Give the number of lines in the entries below that hold "only", with no accompanying words.

### Recorded data
+-------+

PR #3227, opened 2026-07-06
fix(providers): resolve tool_use name/args from Function on reloaded history

AayushGupta16:
## 📝 Description

Both Anthropic providers (`anthropic_messages` and the SDK-based `anthropic`) emit assistant `tool_use` blocks from `ToolCall.Name` / `ToolCall.Arguments`. Those fields are runtime-only (`json:"-"` in `protocoltypes.ToolCall`), so after chat history round-trips through the session store only `ToolCall.Function` survives. The providers then silently skip every historical tool call while still emitting the matching `tool_result` in the next user message — and the API rejects the request:

```
bad request (400): unexpected `tool_use_id` found in `tool_result` blocks: toolu_01WqUqKC...
```

The result is that **every turn on a session with tool-call history fails** when using either provider with reloaded history. We hit this in production when switching a fleet from `openai_compat` to `anthropic-messages`.

The fix resolves the tool name from `tc.Name` falling back to `tc.Function.Name`, and arguments from `tc.Arguments` falling back to JSON-parsing `tc.Function.Arguments` — the exact pattern the `bedrock` and `openai_compat` providers already use for the same reason (`provider_bedrock.go` ~line 643). Table tests in both providers cover the deserialized-history shape, the runtime shape, and the both-empty skip case, and assert the `tool_use`/`tool_result` pairing stays intact. The tests fail without the fix.

## 🗣️ Type of Change
- [ ] 📖 Documentation update

## 🤖 AI Code Generation

## 🔗 Related Issue

None open — discovered in production. Same root cause class as the `json:"-"` fallback already handled in `bedrock` (see `provider_bedrock_test.go` "should fallback to Function fields").

- **Reference URL:** https://platform.claude.com/docs/en/agents-and-tools/tool-use/overview (tool_use/tool_result pairing requirement)
- **Reasoning:** `ToolCall.Name`/`.Arguments` are `json:"-"` (`pkg/providers/protocoltypes/types.go`), so any provider that reads only the runtime fields breaks on deserialized history. `openai_compat` reads `tc.Function.Name` directly and `bedrock` implements this exact fallback; the two Anthropic providers were the remaining gap.

## 🧪 Test Environment
- **Hardware:** GCE e2-small (production fleet), Apple Silicon Mac (dev)
- **OS:** Debian 12, macOS (Darwin 25.5)
- **Model/Provider:** claude-opus-4-8 via `anthropic-messages` (api.anthropic.com); fix also applied to the `anthropic` SDK provider
- **Channels:** Slack (via WebSocket gateway)

## 📸 Evidence (Optional)
<details>

Production trace, same agent session, before/after deploying the fix:

```
07-05 20:14:46 error at llm: failover(format): provider=anthropic-messages model=claude-opus-4-8 status=400:
  {"type":"error","error":{"type":"invalid_request_error","message":"messages.2.content.0: unexpected `tool_use_id` found in `tool_result` blocks: toolu_01WqUqKCfp93xmJ1EfECPGTz..."}}
07-05 20:14:46 turn ended (error, 469ms)
--- fix deployed ---
07-05 21:04:49 llm response (stop)
07-05 21:04:50 turn ended (completed, 4960ms)
```

Also verified against the live API with a harness that performs a real tool round-trip, JSON-marshals/unmarshals the assistant message (session-store shape: `Name:""`, `Function.Name:"get_weather"`), replays it with the matching tool_result — no 400.

Local gates: `go build -tags goolm,stdjson ./...` clean; `go test -tags goolm,stdjson ./pkg/providers/... ./pkg/agent/...` all pass. `make check` passes except the `pkg/tools` shell-sandbox tests, which fail identically on a clean checkout of upstream `main` in this macOS environment (Linux CI should be authoritative there).

</details>

## ☑️ Checklist
- [x] I have updated the documentation accordingly. (No documentation changes required.)

### DIFF
--- a/pkg/providers/anthropic/provider.go
+++ b/pkg/providers/anthropic/provider.go
@@ -181,8 +181,15 @@ func buildParams(
 					blocks = append(blocks, anthropic.NewTextBlock(msg.Content))
 				}
 				for _, tc := range msg.ToolCalls {
+					// Resolve tool name: prefer tc.Name, fallback to tc.Function.Name
+					// (tc.Name/tc.Arguments are json:"-" and may be empty when
+					// history is reloaded from the session store)
+					toolName := tc.Name
+					if toolName == "" && tc.Function != nil {
+						toolName = tc.Function.Name
+					}
 					// Skip tool calls with empty names to avoid API errors
-					if tc.Name == "" {
+					if toolName == "" {
 						continue
 					}
 					args := tc.Arguments
@@ -194,7 +201,7 @@ func buildParams(
 					if args == nil {
 						args = map[string]any{}
 					}
-					blocks = append(blocks, anthropic.NewToolUseBlock(tc.ID, args, tc.Name))
+					blocks = append(blocks, anthropic.NewToolUseBlock(tc.ID, args, toolName))
 				}
 				anthropicMessages = append(anthropicMessages, anthropic.NewAssistantMessage(blocks...))
 			} else {
--- a/pkg/providers/anthropic/provider_test.go
+++ b/pkg/providers/anthropic/provider_test.go
@@ -4,6 +4,7 @@ import (
 	"encoding/json"
 	"net/http"
 	"net/http/httptest"
+	"reflect"
 	"sync/atomic"
 	"testing"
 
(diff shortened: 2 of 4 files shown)


afjcjsbx (approved):
Thanks for the PR, LGTM!

PR #2192, opened 2026-03-30
fix(provider): anthropic_messages sends system as content blocks with cache_control

whtiehack:
## 📝 Description

Fixes #2191

`anthropic_messages` provider ignored `SystemParts` and sent `system` as a flat string, defeating Anthropic prompt caching.

Now uses content blocks array with per-block `cache_control: ephemeral` on static blocks, matching the SDK-based `anthropic` provider behavior.

## 🗣️ Type of Change
- [x] 🐞 Bug fix (non-breaking change which fixes an issue)

## 🤖 AI Code Generation
- [x] 🛠️ Mostly AI-generated (AI draft, Human verified/modified)

## 🔗 Related Issue

Fixes #2191

## 📚 Technical Context (Skip for Docs)
- **Reference URL:** `pkg/providers/anthropic_messages/provider.go`
- **Reasoning:** The SDK-based `anthropic` provider already sends system as content blocks with `cache_control`. The raw HTTP `anthropic_messages` provider should behave the same way.

## 🧪 Test Environment
- **Hardware:** Mac
- **OS:** macOS
- **Model/Provider:** Anthropic Claude (anthropic_messages provider)
- **Channels:** WeCom

## ☑️ Checklist
- [x] My code/docs follow the style of this project.
- [x] I have performed a self-review of my own changes.
- [x] I have updated the documentation accordingly.

PR #3228, opened 2026-07-06
fix(anthropic-messages): send SystemParts as system blocks with cache_control

### LINKED ISSUE #2191: anthropic_messages provider ignores SystemParts, breaks Anthropic prompt caching
`anthropic_messages` provider sends `system` as a flat string, ignoring `SystemParts` content blocks.

The `anthropic` (SDK) provider correctly uses `SystemParts` with per-block `cache_control: ephemeral`, but `anthropic_messages` (raw HTTP) provider only reads `msg.Content` — the concatenated fallback string.

This means:
- `system` is a string instead of content blocks array
- No `cache_control` markers on static blocks
- Dynamic context (`## Current Time`) mixed in the same string causes the entire system prompt prefix to change every minute, defeating Anthropic prompt caching

**provider.go L176-L281:**
```go
var systemPrompt string
// ...
case "system":
    systemPrompt = msg.Content  // ← ignores msg.SystemParts
// ...
result["system"] = systemPrompt  // ← flat string, no cache_control
```

**Expected:** same behavior as the SDK-based `anthropic` provider — output `system` as a content blocks array with `cache_control: ephemeral` on static blocks.

AayushGupta16:
## 📝 Description

The `anthropic_messages` provider flattens system messages to a single string (`msg.Content`), ignoring `SystemParts`. That makes Anthropic prompt caching impossible to express on this provider: per-block `cache_control` markers have nowhere to go, so cache-aware callers get 0% cache hits even when they structure their system prompt correctly. This is exactly the bug reported in #2191 (confirmed there by @SiYue-ZO), and the fix approach follows the direction of @whtiehack's stale PR #2192 — with tests, and aligned with how the SDK-based `anthropic` provider already handles `SystemParts`.

Two commits (kept separate for review; fine to squash):

1. **`feat(providers): plumb prompt-cache token usage through UsageInfo`** — adds `CacheReadInputTokens` / `CacheCreationInputTokens` to `protocoltypes.UsageInfo` and populates them from the Anthropic response. Without this, callers can't observe whether caching works — it's how we verified the fix.
2. **`fix(anthropic-messages): send SystemParts as system blocks with cache_control`** — when any system message carries `SystemParts`, the request's `system` field is sent in block form with each part's `cache_control` preserved; the flat-string form is kept for callers that don't use `SystemParts` (no behavior change for them).

We run a production fleet on this provider (claude-opus-4-8); before this fix the fleet's cache hit rate was 0% with ~288M uncached input tokens/week. With it (plus follow-up breakpoint tuning we'll propose separately), steady-state calls read the full cached prefix at 0.1× input price.

## 🗣️ Type of Change
- [ ] 📖 Documentation update

## 🤖 AI Code Generation

## 🔗 Related Issue

Fixes #2191. Supersedes #2192 (closed by the stale-bot; credit to @whtiehack for the original report and fix direction).

- **Reference URL:** https://platform.claude.com/docs/en/build-with-claude/prompt-caching
- **Reasoning:** Anthropic caching is a prefix match keyed on `cache_control` breakpoints attached to individual blocks. A flattened system string cannot carry them. The SDK-based `anthropic` provider already emits `SystemParts` as blocks with `cache_control`; this brings `anthropic_messages` to parity. Block form is only used when a caller actually provides `SystemParts`, so existing flat-string behavior is unchanged.

## 🧪 Test Environment
- **Hardware:** GCE e2-small (production fleet), Apple Silicon Mac (dev)
- **OS:** Debian 12, macOS (Darwin 25.5)
- **Model/Provider:** claude-opus-4-8 via `anthropic-messages` (api.anthropic.com)
- **Channels:** Slack (via WebSocket gateway)

## 📸 Evidence (Optional)
<details>

Live API verification (4-call harness driving `provider.Chat` with a `SystemParts` block carrying `cache_control`, claude-sonnet-4-6):

```
call1: prompt=3 cache_creation=2484 cache_read=0     <- system prefix written to cache
call2: prompt=3 cache_creation=11   cache_read=2484  <- served from cache at 0.1x
call3: prompt=3 cache_creation=16   cache_read=2495  <- prefix reuse grows
call4: prompt=3 cache_creation=94   cache_read=2511  <- stable across tool-use turns
```

Production (org usage report, week of Jun 28–Jul 4, before the fix): 287.8M uncached input tokens, 0% cache hit rate on this provider. After deploying a build with this fix, per-agent `usage` shows `cache_read_input_tokens` covering ~84% of each call's input.

Local gates: `go build -tags goolm,stdjson ./...` clean; `go test -tags goolm,stdjson ./pkg/providers/... ./pkg/agent/...` all pass (new table tests cover block-form emission, cache_control placement, and the flat-string fallback). `make lint-docs` OK. `make check` passes except the `pkg/tools` shell-sandbox tests, which fail identically on a clean checkout of upstream `main` in this macOS environment (Linux CI should be authoritative there).

</details>

## ☑️ Checklist
- [x] I have updated the documentation accordingly. (No documentation changes required.)

### DIFF
--- a/pkg/agent/pipeline_llm.go
+++ b/pkg/agent/pipeline_llm.go
@@ -564,6 +564,8 @@ func (p *Pipeline) CallLLM(
 		llmResponseFields["prompt_tokens"] = exec.response.Usage.PromptTokens
 		llmResponseFields["completion_tokens"] = exec.response.Usage.CompletionTokens
 		llmResponseFields["total_tokens"] = exec.response.Usage.TotalTokens
+		llmResponseFields["cache_read_input_tokens"] = exec.response.Usage.CacheReadInputTokens
+		llmResponseFields["cache_creation_input_tokens"] = exec.response.Usage.CacheCreationInputTokens
 	}
 	logger.DebugCF("agent", "LLM response", llmResponseFields)
 
--- a/pkg/providers/anthropic/provider.go
+++ b/pkg/providers/anthropic/provider.go
@@ -382,9 +382,16 @@ func parseResponse(resp *anthropic.Message) *LLMResponse {
 		ToolCalls:    toolCalls,
 		FinishReason: finishReason,
 		Usage: &UsageInfo{
-			PromptTokens:     int(resp.Usage.InputTokens),
-			CompletionTokens: int(resp.Usage.OutputTokens),
-			TotalTokens:      int(resp.Usage.InputTokens + resp.Usage.OutputTokens),
+			// Anthropic's input_tokens excludes cache-read/creation tokens;
+			// fold them into the headline counters so PromptTokens reflects
+			// the full prompt size (see UsageInfo docs). The streaming path
+			// funnels through here too: Message.Accumulate copies usage from
+			// message_start and updates cache fields from message_delta.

+-------+

### Exercise output
4